ANOVA as a GLM, cont

Informal Model:

Behavior ~ Intercept + Group2membership + Group1membership

if group membership is recorded as "1" for those in the group and 0 for those not in the group

ANOVA as a GLM, cont

Formal model:

\(Y_{i} = \beta_{0} + \beta_{1}G_{i1} ... + \beta_{k}G_{ik} + e_{i}\)

where \(G_{i1}\) =1 for individuals in Group 1, and is 0 otherwise. Similarly, \(G_{i2}\) =1 for individuals in Group 2, and is 0 otherwise, and so on.

These G variables are called dummy variables and are typically created by the researcher or analyst post data collection.

ANOVA as a GLM, cont

For the sake of clarity, consider a person who is in Group 2 (the group receiving new theapeutic treatment). Their expected behavior would be determined by the equation:

BehaviorScore ~ B0 + B1*(1) + B2*(0)

or just BehaviorScore ~ B0 + B1*(1)

Note: as long as individuals are in the same group, this equation will produce the same expected value, which makes sense because with ANOVA we are only interested in group differences

MANOVA

Multivariate ANOVA, or MANOVA is an extension of ANOVA that allows for more than 1 outcome variable.

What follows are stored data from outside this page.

PR #5, opened 2016-06-29
Various changes to the dev environment setup

maurodoglio:
See individual commits for details

### DIFF
--- a/analysis_service/settings.py
+++ b/analysis_service/settings.py
@@ -47,7 +47,6 @@ INSTALLED_APPS = [
     'django.contrib.messages',
     'django.contrib.staticfiles',
     'django_browserid',
-    "sslserver"
 ]
 
 for app in config('EXTRA_APPS', default='', cast=Csv()):
--- a/analysis_service/settings.py
+++ b/analysis_service/settings.py
@@ -37,6 +37,7 @@ INSTALLED_APPS = [
 
     # Third party apps
     'django_jinja',
+    'whitenoise.runserver_nostatic',
 
     # Django apps
     'django.contrib.admin',
--- a/bin/run-dev.sh
+++ b/bin/run-dev.sh
@@ -1,4 +1,4 @@
 #!/bin/sh
 
 ./bin/run-common.sh
-./manage.py runsslserver 0.0.0.0:8000
+./manage.py runserver 0.0.0.0:8000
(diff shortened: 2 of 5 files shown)


analysis_service/base/migrations/0001_initial.py
```diff
@@ -0,0 +1,64 @@
+# -*- coding: utf-8 -*-
```
jezdez: Before we set the generic name `base` into stone using the migration system, I'd strongly suggest to split the app into multiple apps `clusters`, `workers`, `spark_jobs` and a have the common code in the `analysis_service` package. In my experience having every domain objects in one package will eventually make maintenance much harder and adding/removing features risky. I'm happy to work on a separate PR after this got merged if you're okay with that pattern.

analysis_service/settings.py
```diff
@@ -37,6 +37,7 @@
 
     # Third party apps
     'django_jinja',
+    'whitenoise.runserver_nostatic',
```
jezdez: I think the wsgi file should also drop the use of the separate WSGI app, since when using the whitenoise middleware that's not needed anymore.

bin/run-dev.sh
```diff
@@ -1,4 +1,4 @@
 #!/bin/sh
 
 ./bin/run-common.sh
-./manage.py runsslserver 0.0.0.0:8000
+./manage.py runserver 0.0.0.0:8000
```
jezdez: IIRC Persona requires using SSL to login, have you confirmed Persona still working after this change?

jezdez:
LGTM with comments, rwc+

analysis_service/base/migrations/0001_initial.py
maurodoglio: Sounds like a very good idea, I'll drop this commit

bin/run-dev.sh
maurodoglio: It seems to be working even without SSL in the docker-compose setup

jezdez: Ah, you know what, I think I just misremembered that from MDN, we used a custom hostname, and I think Persona via `localhost` works without SSL. Sorry for the noise :)

maurodoglio: 👍

analysis_service/base/migrations/0001_initial.py
maurodoglio: I created [bug 1283187](https://bugzilla.mozilla.org/show_bug.cgi?id=1283187) to cover the followup work required.

analysis_service/settings.py
maurodoglio: @jezdez I updated the wsgi file, do you wanna have a quick look at it?

jezdez: Yep, r+

jezdez:
r+

maurodoglio:
Thanks!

Example: we have another outcome in our ODD study: the total cumulative number of derogatory remarks in the classroom since the implementation of treatment, collected from the teacher/schools. We are interested in whether the children in different treatment groups will differ on their total behavior score and/or on their number of derogatory remarks in the classroom.

MANOVA, cont.

Recall that the F- statistic used in ANOVA to test for significant between-group differences is calculated as a ratio of between-group variance and within-group variance on the outcome of interest, or

F formula

This statistic is limited by the fact that can only account for variance on a single outcome.

MANOVA, cont.

Thus, in the case of MANOVA, we will use a different statistic that follows an approximate F-distribution.

  • Wilk's Lambda
  • Hotelling-Lawley statistic.

represent the amount of variation in the outcome that is not explained by the grouping variable. Thus, lower values are supportive of strong grouping effects, more often leading you to reject the null. (H0: there are no significant differences in group means on either of the outcome variables.)

  • Pillai's Criterion

ranges from 0 to 1, represents how well the grouping variable distinguishes individuals on the outcomes. Higher values indicate that the grouping is important, and are evidence for rejecting the null hypothesis.